Return the records that follow, unchanged and complete.

^^^^

PR #414, opened 2026-07-12
Make MethodUtils CACHE_ENABLED volatile

rootvector2:
`setCacheMethods` writes the `@GuardedBy`-annotated `CACHE_ENABLED` flag under the class monitor but `computeIfAbsent` reads it lock-free on the method-lookup path, so a runtime `setCacheMethods(false)` may never be observed by other threads and they keep populating and reading the shared static `CACHE`; marking the field `volatile` restores cross-thread visibility while writes stay synchronized so the flag flip and `CACHE.clear()` remain atomic. Found while auditing the `@GuardedBy` field; a memory-visibility fix has no deterministic unit test, so none is added.

- [ ] Write unit tests that match behavioral changes, where the tests fail if the changes to the runtime are not applied. This may not always be possible, but it is a best practice.

### DIFF
--- a/src/main/java/org/apache/commons/beanutils2/MethodUtils.java
+++ b/src/main/java/org/apache/commons/beanutils2/MethodUtils.java
@@ -118,7 +118,7 @@ public final class MethodUtils {
      * would mean having a map keyed by context classloader which may introduce memory-leak problems.
      * </p>
      */
-    private static boolean CACHE_ENABLED = true; //NOPMD @GuardedBy("this")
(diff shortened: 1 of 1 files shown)


garydgregory:
Thank you @rootvector2 , merged 🚀 , please port to 1.x.

rootvector2:
thanks for merging. 1.x port is up in #416, the field is `CACHE_METHODS` there but it's the same one-line fix.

^^^^

* ANSWER TO THE PROBLEM
PR #414, opened 2026-07-12
Make MethodUtils CACHE_ENABLED volatile

rootvector2:
`setCacheMethods` writes the `@GuardedBy`-annotated `CACHE_ENABLED` flag under the class monitor but `computeIfAbsent` reads it lock-free on the method-lookup path, so a runtime `setCacheMethods(false)` may never be observed by other threads and they keep populating and reading the shared static `CACHE`; marking the field `volatile` restores cross-thread visibility while writes stay synchronized so the flag flip and `CACHE.clear()` remain atomic. Found while auditing the `@GuardedBy` field; a memory-visibility fix has no deterministic unit test, so none is added.

- [ ] Write unit tests that match behavioral changes, where the tests fail if the changes to the runtime are not applied. This may not always be possible, but it is a best practice.

### DIFF
--- a/src/main/java/org/apache/commons/beanutils2/MethodUtils.java
+++ b/src/main/java/org/apache/commons/beanutils2/MethodUtils.java
@@ -118,7 +118,7 @@ public final class MethodUtils {
      * would mean having a map keyed by context classloader which may introduce memory-leak problems.
      * </p>
      */
-    private static boolean CACHE_ENABLED = true; //NOPMD @GuardedBy("this")
(diff shortened: 1 of 1 files shown)


garydgregory:
Thank you @rootvector2 , merged 🚀 , please port to 1.x.

rootvector2:
thanks for merging. 1.x port is up in #416, the field is `CACHE_METHODS` there but it's the same one-line fix.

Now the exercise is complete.